De bruine ogen van de vrouw draaiden naar boven. Ze zou als een slappe doek in elkaar zijn gezakt, als de man haar niet had opgevangen. Zijn smalle mond was druk aan het bewegen alsof hij het Licht aanriep, maar de woorden geen stem kon geven. Rhand zag waar de man naar keek. Zijn mouw was zo ver opgeschoven dat de gouden manen van de draak op zijn huid zichtbaar waren, ik zal jullie niets doen,’ zei hij en liep door, hen achterlatend. Hij moest Rahvin nog in de hoek drijven. Rahvin doden. En wat dan?
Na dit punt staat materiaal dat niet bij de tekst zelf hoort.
PR #780, opened 2026-05-24
Support for Metal 4 inline tensors + FlashAttention example

maleadt:
Somebody asked if Metal.jl supports the necessary primitives to implement flash attention, so I had Claude take a stab at it to see what's involved. Mostly vibe-coded, needs to be cleaned up and tested obviously.

---

This PR introduces a flash attention example, implemented in three ways:
- using basic MPS ops (matmul + softmax via broadcasts)
- using MPSGraph's fused `scaledDotProductAttention` op
- using a custom kernel built on `simdgroup_matrix intrinsics`

That needed a typed Julia wrapper around the existing simdgroup_matrix intrinsics (`MtlSimdgroupMatrix{T,8,8}`), plus a binding for `MPSGraph.scaledDotProductAttentionWithQueryTensor` (macOS 14+).

A fourth way would be to use the Metal 4 tensor ops (cooperative tensors + `tensor_ops::matmul2d`, with the softmax epilogue fused into the matmul via postfix fusion), but those require macOS 26, which I don't have yet. So to be continued...


maleadt:
I think this is getting close to ready. Not a perfect implementation yet, but a good starting point. Also only supports the inline tensors, passing tensors requires an ABI change that's much more involved.

lib/mpsgraphs/operations.jl
```diff
@@ -74,3 +74,28 @@ Dumps the `graph`.
...
+                                                  mask::MPSGraphTensor, scale::Real,
+                                                  name = "sdpa")
+    obj = @objc [graph::id{MPSGraph} scaledDotProductAttentionWithQueryTensor:Q::id{MPSGraphTensor}
+                                                            keyTensor:K::id{MPSGraphTensor}
+                                                          valueTensor:V::id{MPSGraphTensor}
+                                                           maskTensor:mask::id{MPSGraphTensor}
+                                                                scale:scale::Cfloat
+                                                                 name:name::id{NSString}]::id{MPSGraphTensor}
+    MPSGraphTensor(obj)
+end
```
christiangnrd: Minor nit. Can you move these above `dump_graph`? It's different from the rest in that it's not documented and for debugging only.

test/mpsgraphs/sdpa.jl
```diff
@@ -0,0 +1,85 @@
+if MPS.is_supported(device()) && Metal.macos_version() >= v"14"
```
christiangnrd: Could you add a warning that the tests are being skipped like we do in the profiling tests or filter it out in runtests? 
Also I recently removed the `MPS.is_supported` checks since we only support platforms that support it.

test/device/intrinsics/tensor.jl
```diff
@@ -0,0 +1,106 @@
+if Metal.macos_version() >= v"26"
```
christiangnrd: Same as my comment in spda

christiangnrd:
Only minor nits. The code itself seems fine afaict. I'm ambivalent towards the length of the comments since it feels like a lot, but for the most part they seem useful for getting a better low-level understanding.

src/tensor.jl
```diff
@@ -0,0 +1,90 @@
...
+
+Compute `C = A * B` (Julia matrix-product semantics) using
+`tensor_ops::matmul2d` with a tile decomposition. `A` is `(m, k)`, `B` is
+`(k, n)`, `C` is `(m, n)`, all column-major `MtlMatrix`. `C` is zeroed
+before the matmul (the kernel accumulates).
+
+`tile_m`, `tile_n`, `tile_k` set the per-threadgroup tile shape. The
+matrix dimensions must be evenly divisible by their respective tiles
+(`m % tile_m == 0`, `n % tile_n == 0`, `k % tile_k == 0`). Each
+threadgroup uses 4 SIMD-groups (128 threads on the M1/M2 hardware) and
```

Er klonk, behalve het geklak van zijn laarzen, geen enkel geluid. En dat geluid van een zwakke stem in zijn hoofd die droef over Ilyena en vergiffenis mompelde. Hij spande zich in of hij Rahvin voelde geleiden, voelde of de man zich met de Ware Bron had gevuld. Niets. Saidin ziedde door zijn botten, bevroor het vlees, raspte zijn ziel, maar een geleider zonder de Kracht was niet gemakkelijk te zien, ten zij je dichtbij was. Een leeuw in hoog gras, had Asmodean een keer gezegd. Een dolle leeuw. Hoorde Asmodean ook bij de mensen die niet hadden mogen sterven? Of Lanfir? Nee, niet... Hij had maar een tel om zich plat op de vloer te gooien, een haar dun draadje tijd tussen vloeiende stromen die opeens waren geweven en een armdikke staaf van wit licht, vloeibaar vuur dat door de muur sneed, als een zwaard door de plek waar net zijn borst was geweest. De staaf had beide zijden van de gang getroffen en de muren, sierranden, deuren en wandtapijten bestonden niet langer. Beschadigde muurversieringen, losse stukken steen en kalk kletterden naar beneden.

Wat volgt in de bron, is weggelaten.